Ocrdesktop

Tango-view-fullscreen.png

Tango-view-fullscreen.png

This article or section needs expansion.

Reason: This wiki page is a work in progress by chrys. (Discuss in Talk:Ocrdesktop#)

OCRdesktop is a useful accessibility tool to grab content from the screen as text via OCR technology.

It takes an image of the current window or workspace, prepares it for better results and uses tesseract to recognize text on it. The result is presented in a caret enabled text area, in a detailed list with coordinates and confidence or in the clipboard. It also can emulate clicks on the text. It consists of two main parts.

1. The main window: This is a caret browsable text area with the recognized content. On the bottom of the window are several buttons to perform mouse clicks, change views and other useful things.

2. The Macro executor: this is a window where you can choose to Run or Delete the current stored macros and preclicks. You also can skip running a macro by pressing the cancel button. (See #Macros and the preclick concept).

Installation

Just Install the package ocrdesktopAUR from the AUR. Make sure that you have the corresponding tesseract-data-<languagecode> packets for your language installed.

Setup

Assign the command ocrdesktop to a shortcut in your desktop environment. You also can use parameters to expand the function of OCRdesktop.

Basically, this is work in any desktop environment.

In Gnome you can do this via the Gnome Control Center in the Keyboard window under the Shortcuts tab.

Using

Just press the assigned shortcut. With no parameters OCRdesktop will recognize just the current window and present it in a caret enabled text area.

Help

You can see a little help and the available parameters if you enter the following in a terminal.

$ ocrdesktop -h

You can always mix different parameters.

Recognize current workspace

If you do not want to restrict recognition to the current window, use the -d option.

$ ocrdesktop -d

Emulate mouse events

On the main window are buttons which emulate clicks on the word at the current cursor position.

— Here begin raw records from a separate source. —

PR #173, opened 2020-11-24
Bugfix/basemodel handles non tensor raw predictions

JakeForsey:
DeepAR output contains a string value which can not be concatenated with torch.cat(). This MR resolves this by only concatenating values which are torch.Tensors

### DIFF
--- a/pytorch_forecasting/models/base_model.py
+++ b/pytorch_forecasting/models/base_model.py
@@ -653,7 +653,8 @@ class BaseModel(LightningModule):
             output = torch.cat(output, dim=0)
         elif mode == "raw":
             output_cat = {}
-            for name in output[0].keys():
+            tensor_keys = [key for key, item in output[0].items() if isinstance(item, torch.Tensor)]
+            for name in tensor_keys:
                 output_cat[name] = torch.cat([out[name] for out in output], dim=0)
             output = output_cat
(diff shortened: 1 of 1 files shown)


jdb78:
We could instead use different functions for concatenations? Maybe np.concat for non-tensors?

jdb78:
Great addition, btw!

JakeForsey:
> We could instead use different functions for concatenations? Maybe np.concat for non-tensors?

Like this?

```
            for name in output[0].keys():
                v0 = output[0][name]
                if isinstance(v0, torch.Tensor):
                    output_cat[name] = torch.cat([out[name] for out in output], dim=0)
                elif isinstance(v0, np.ndarray):
                    output_cat[name] = np.concatenate([out[name] for out in output])
                else:
                    output_cat[name] = [out[name] for out in output]
```

Not sure if along which axis I should be concatenating numpy arrays

jdb78:
Yes. This could work. Think by default along `axis=0`.

JakeForsey:
> Yes. This could work. Think by default along `axis=0`.

isinstance(v0, np.ndarray) is not enough to ensure that np.concatenate works (zero-dimensional arrays and strings both through errors) so this is falling back to list comprehension.

PR #184, opened 2020-12-01
DeepAR correctly calculates target position

JakeForsey:
I think this might resolve https://github.com/jdb78/pytorch-forecasting/issues/182#issue-753749841

### DIFF
--- a/pytorch_forecasting/models/deepar/__init__.py
+++ b/pytorch_forecasting/models/deepar/__init__.py
@@ -193,9 +193,7 @@ class DeepAR(AutoRegressiveBaseModelWithCovariates):
 
     @property
     def target_position(self):
-        variables = self.hparams.time_varying_reals_encoder  # todo: support categorical targets
-        pos = variables.index(self.hparams.target) + len(self.hparams.static_reals)
-        return pos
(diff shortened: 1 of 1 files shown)


pytorch_forecasting/models/deepar/__init__.py
```diff
@@ -194,7 +194,7 @@ def construct_input_vector(
     @property
     def target_position(self):
         variables = self.hparams.time_varying_reals_encoder  # todo: support categorical targets
-        pos = variables.index(self.hparams.target)
+        pos = variables.index(self.hparams.target) + len(self.hparams.static_reals)
```
jdb78: This might not yield the right result because the variables are not necessarily directly mapping to the dataset inputs. What will always work is `self.hparams.x_reals.index(self.hparams.target)`.

jdb78 (changes requested):
Thanks a lot for detecting this - makes sense that this did not work before.

jdb78 (approved):

JakeForsey:
> Thanks a lot for detecting this - makes sense that this did not work before.

Its a shame! I will have to go back to predicting t+n = t0 :D

PR #203, opened 2020-12-14
Updated example ar.py

JustinNeumann:
### New features

- Actually uses the DeepAR model now with minimal changes to the old version of ar.py


jdb78:
Thanks for this contribution, @JustinNeumann. Could you run the pre-commit hooks? `pre-commit install` and `pre-commit run --all-files`. This way we can fix the remaining non-passing checks.

jdb78 (approved):
Looks really good! Thanks for adding the example

JustinNeumann:
Thanks! I can now celebrate my first pull request 💯

PR #223, opened 2020-12-28
Fixed self.norm_ in GroupEncoder in fit method

reumar:
I think you forgot to add an underscore to self.norm_ atribute of the GroupEncoder.


jdb78:
Creat catch!

jdb78 (approved):

PR #234, opened 2021-01-02
Fix marry vs merry

rustyconover:
### Description

Fixes a verb in the documentation.


jdb78 (approved):
Thanks for spotting the typo!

You can emulate the following mouse operations:

  • Single left click (Alt+l): common for selecting/activating entry's
  • Double left click (Alt+d): common for opening entry's in the same window
  • Single right click (Alt+r): open the context menu for the object under the mouse
  • Single middle click (Alt+m): Usually opens an object in a new tab
  • Route the mouse over an Object (Alt+t): used for mouse over events like tool tips

for doing a mouse operation immediately: Place the mouse on the word in the text area or list entry (in the list view) and press on the corresponding shortcut or button at the bottom of the main window.

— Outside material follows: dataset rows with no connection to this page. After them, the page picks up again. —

PR #149, opened 2020-09-28
[kube-prometheus-stack] Add details to access dashboards

fai555:
Added the necessary commands and credentials to access the prometheus, grafana and alert-manager dashboards

#### Checklist

- [ ] Chart Version bumped

### DIFF
--- a/charts/kube-prometheus-stack/README.md
+++ b/charts/kube-prometheus-stack/README.md
@@ -35,6 +35,25 @@ _See [configuration](#configuration) below._
 
 _See [helm install](https://helm.sh/docs/helm/helm_install/) for command documentation._
 
+## Access Dashboards
+**Access Prometheus Dashboard**
+```console
+$ kubectl  port-forward svc/my-release-kube-prom-prometheus 9090:9090
+```
+Then you can access the dashboard on http://localhost:9090
+
+**Access Grafana Dashboard**
+```console
+$ kubectl  port-forward svc/my-release-grafana 3000:80
+```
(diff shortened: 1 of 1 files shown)


gkarthiks:
Hi @fai555, thank you for the PR. As these are generic commands to do port-forwarding and not a production grade way of running/viewing dashboards, we will pass on this PR. 

Hope to see you contribute more with Prometheus Community.

/cc @scottrigby

fai555:
@gkarthiks I understand. What happens is that right after going through the installation step naturally you want to test out if everything is working. The current doc doesn't really help to do that.

You have to go through previous project's repos to get the info. So I made the PR.

scottrigby:
@fai555 hello 👋 documentation help is very appreciated! But I agree in this case the goal moving forward should be to further simplify documentation, adding only the required info for installing, upgrading, configuring, and uninstalling charts. Where additional info is absolutely necessary to note, we should link out to existing external docs if possible.

There's also a certain amount of general k8s concepts and knowledge users must be expected to possess - or be able to find elsewhere - in order to manage helm charts (like listing services and port forwarding). I think this has to remain outside the scope of each chart's README, because where would it end?

But in the spirit of sharing, here's a fun note about port forwarding a lot of people don't know: binding with port "0" will automatically assign an unused port from the dynamic range (49152-65535 l. See https://www.iana.org/assignments/service-names-port-numbers/service-names-port-numbers.xhtml). I periodically get the opportunity to recommend this for local dev, like now 🙂 Similarly I don't think this should go in any chart README, and it's not even Helm specific. But it might be useful to note _somewhere_ easy to find for local k8s development.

Macros and the preclick concept

The concept of preclicks is not easy to understand at first, but it solves a really easy to understand problem.

In most desktop environments, global shortcuts don't work while a menu is open, (for example the file menu in the menu bar at the top of most programs).

Preclicks are basically macros that can be run before OCRdesktop takes its screen shot. This allows you to close all menus and let OCRdesktop click on the menu before it recognizes the window. Preclicks macros are really easy to use. In the main window is a check box Save as Preclick Alt+v. Set this check box and choose a mouse click that should be performed before OCRdesktop starts the next time, much the same as doing a normal mouse click emulation ( see #Emulate mouse events). After you click on the button that starts a mouse click, nothing will happen. next time you run OCRdesktop, it will ask you what to do. You can press Run, so all stored clicks will execute. After that, OCRdesktop takes its screen shot for OCR (with the opened menu). If you now check the Save as Preclick again the second click will also be stored, (e.g. for opening a sub menu). You can save as many mouse operations as you want. Choose Delete in the macro window to erase the macro, so its lost. If you press Cancel, no mouse clicks are performed, but the main window opens. The macro will not be deleted and you will be asked next time you start OCRDesktop if you want to run your stored clicks.

Tip: By default, the preclick macro file is stored under /tmp/MyOCRMacro.osm. If you want to run a macro more often, you can copy it to another location before deleting it.

You can execute an existing macro file stored anywhere on the hard disk by using the -m </path/to/macro/macroname.osm> option.

$ ocrdesktop -m </path/to/macro/macroname.osm>
Tip: You can combine it with the -n option. OCRdesktop will just start the click sequence for you without any GUI.

OCR to clipboard

OCRdesktop provides the possibility to send the currently recognized content to the clipboard.

This is easily done by specifying the -c option.

$ ocrdesktop -c

This opens the main window and sends the content to the clipboard. If you dont want to open the main window, you could add the "no GUI" option -n.

$ ocrdesktop -c -n

or

$ ocrdesktop -cn

Now you have the recognized text in the clipboard and no window appears.